John Joseph Benoit (December 27, 1951 – December 26, 2016) was an American law enforcement officer and politician; serving in the California State Legislature from 2002 to 2009 and the Riverside County, California Board of Supervisors from 2009 to 2016.

Personal life, education, and career
Born in Kankakee, Illinois, Benoit graduated from Notre Dame High School in Riverside, California, and went on to earn an Associate degree at Riverside Community College in 1974. In 1978, he earned a Bachelor's degree from California State University, Los Angeles, and in 1986 he graduated from the FBI National Academy.  Benoit earned a Master of Public Administration from California State University, San Bernardino, in 1993.
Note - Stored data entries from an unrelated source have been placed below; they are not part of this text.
PR #961, opened 2023-07-31
Z index not correct for sticky ic page

j212122:
## Summary of the changes
adds new z-index value for sticky page header to prevent select box overlapping

## Related issue
#653


jd239 (changes requested):
Looks like the two commits can be merged into one. Also added another comment.

jd239 (approved):

GCHQ-Developer-465 (approved):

Benoit's law enforcement career spanned 31 years including two years with the Corona, California Police Department, and twenty-nine years with the California Highway Patrol. Benoit served as a member of the Desert Sands Unified School Board from 1999 to 2002. From 2002 to 2008 Benoit served as a Republican Party representative in the California State Assembly, and then served in the California State Senate in 2009. Benoit resigned from the California Senate on November 30, 2009, to serve on the Riverside County, California Board of Supervisors where he served from 2009 until his death in 2016.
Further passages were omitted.